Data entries

-- -- --

Issue #267, opened 2016-03-31
Use a ReadableStream with byte source (formerly called ReadableByteStream) for .body


tyoshino:
/cc @yutakahirano

ReadableByteStream has been merged into ReadableStream interface. It's time to update the ReadableStream section of the Fetch spec (https://fetch.spec.whatwg.org/#readablestream) to adopt the updated ReadableStream and construct a ReadableStream with the byte handling feature (i.e. getReader() returns a ReadableStreamBYOBReader when a certain option is passed).

In the first step, we don't need to fully use the BYOB responding API but may just call the same enqueue() method.

youennf:
Currently the fetch spec allows constructing a Response with any ReadableStream, which can thus be enqueued with ArrayBuffers, Uint8Arrays or potatoes.

Restricting the Response body to a ReadableStream with a byte source would remove the possibility to enqueue potatoes, leaving space for ArrayBuffer and ArrayBufferView.

But enqueuing something else than Uint8Array would still lead to TypeError when consuming the body, since "read all bytes" requires Uint8Array objects.
Can we remove that restriction?
That would make it consistent with the possibility to create a Response with whatever ArrayBuffer/ArrayBufferView.

annevk:
I thought we wanted to require Uint8Array?

domenic:
Yeah, a while ago we discussed whether we should perform some auto-conversion from array buffer views or blobs or strings, and decided to settle on being conservative and just allowing Uint8Array. I think the discussion was at https://github.com/yutakahirano/fetch-with-streams/issues/53.

youennf:
"read all bytes" is not really doing any conversion, it merely appends a Uint8Array to a byte sequence. Any BufferSource would be as easily appendable there.

I do not see what is gained with this restriction.
I can see how inconsistent it might be if Response gets restricted to a byte ReadableStream.

https://github.com/yutakahirano/fetch-with-streams/issues/53 seems mostly about upload.

annevk:
Yeah, though a `Response` object created in a service worker feeding a document/worker API is very similar to upload. I think we should try to keep them consistent.

annevk:
@yutakahirano is this fixed?

yutakahirano:
Not yet.

ricea:
This might not happen quickly, as we want to run an experiment in Chrome to ensure it is web-compatible to use a byte stream. In theory there is no problem, but AFAIK it's never been tested and it's not something we can afford to break.

[...]

PR #781, opened 2018-08-01
Be clearer about how Fetch creates ReadableStreams.

jyasskin:
It could be that this should call https://streams.spec.whatwg.org/#create-readable-stream or https://streams.spec.whatwg.org/#create-readable-byte-stream (#267?) instead of trying to go through the `ReadableStream()` constructor, with all the ambiguity about how modifying `Object`'s prototype should affect things.

@domenic

***
<a href="https://whatpr.org/fetch/781.html" title="Last updated on Aug 9, 2018, 1:25 PM GMT (f514b21)">Preview</a> | <a href="https://whatpr.org/fetch/781/b3492ec...f514b21.html" title="Last updated on Aug 9, 2018, 1:25 PM GMT (f514b21)">Diff</a>

### DIFF
--- a/fetch.bs
+++ b/fetch.bs
@@ -1872,49 +1872,33 @@ we define common operations for {{ReadableStream}} objects. [[!STREAMS]]
 
 <p>To
 <dfn export for=ReadableStream id=concept-construct-readablestream>construct a <code>ReadableStream</code> object</dfn>
-with given <var>strategy</var>, <var>pull</var> action and <var>cancel</var> action, all of which
-are optional, run these steps:
+with given <var>highWaterMark</var>, <var>sizeAlgorithm</var> algorithm, <var>pull</var> action and
+<var>cancel</var> action, all of which are optional, run these steps:
+
+<p class=note>This algorithm used to take a <var ignore>strategy</var> parameter, whose
+<code>highWaterMark</code> and <code>sizeAlgorithm</code> members were extracted to provide what are
+now separate parameters. If another specification still passes that <var ignore>strategy</var>
+parameter, please update it.
 
 <ol>
- <li><p>Let <var>startAlg</var> be an algorithm that returns <code>undefined</code>.
+ <li><p>Let <var>startAlgorithm</var> be an algorithm that returns <code>undefined</code>.
 
- <li><p>Let <var>pullAlg</var> be an algorithm that returns:
+ <li><p>If <var>pull</var> is absent, set it to an action that returns <code>undefined</code>.
 
- <dl class=switch>
- <dt>If <var>pull</var> is given
- <dd>the result of [=promise-calling=] <var>pull</var>().
- <dt>Otherwise
- <dd>[=a promise resolved with=] <code>undefined</code>.
- </dl>
+ <li><p>Let <var>pullAlgorithm</var> be an algorithm that returns the result of [=promise-calling=]
+ <var>pull</var>().
 
- <li><p>Let <var>cancelAlg</var> be an algorithm that takes a <var>reason</var> and returns:
- <dl class=switch>
- <dt>If <var>cancel</var> is given
- <dd>the result of [=promise-calling=] <var>cancel</var>(<var>reason</var>).
- <dt>Otherwise
- <dd>[=a promise resolved with=] <code>undefined</code>.
- </dl>
+ <li><p>If <var>cancel</var> is absent, set it to an action that returns <code>undefined</code>.
 
- <li><p>Let <var>highWaterMark</var> be:
- <dl class=switch>
- <dt>If <var>strategy</var> is given and <var>strategy</var>.<a spec=streams for="queuing
- strategy">highWaterMark</a> exists
- <dd><var>strategy</var>.<a spec=streams for="queuing strategy">highWaterMark</a>.
- <dt>Otherwise
- <dd><code>1</code>.
- </dl>
+ <li><p>Let <var>cancelAlgorithm</var> be an algorithm that takes a <var>reason</var> and returns
+ the result of [=promise-calling=] <var>cancel</var>(<var>reason</var>).
 
- <li><p>Let <var>sizeAlg</var> be:
- <dl class=switch>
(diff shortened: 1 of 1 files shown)


jyasskin:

-- -- --

Pull every line containing "code" out of the entries.

 <dfn export for=ReadableStream id=concept-construct-readablestream>construct a <code>ReadableStream</code> object</dfn>
+<code>highWaterMark</code> and <code>sizeAlgorithm</code> members were extracted to provide what are
- <li><p>Let <var>startAlg</var> be an algorithm that returns <code>undefined</code>.
+ <li><p>Let <var>startAlgorithm</var> be an algorithm that returns <code>undefined</code>.
+ <li><p>If <var>pull</var> is absent, set it to an action that returns <code>undefined</code>.
- <dd>[=a promise resolved with=] <code>undefined</code>.
- <dd>[=a promise resolved with=] <code>undefined</code>.
+ <li><p>If <var>cancel</var> is absent, set it to an action that returns <code>undefined</code>.
- <dd><code>1</code>.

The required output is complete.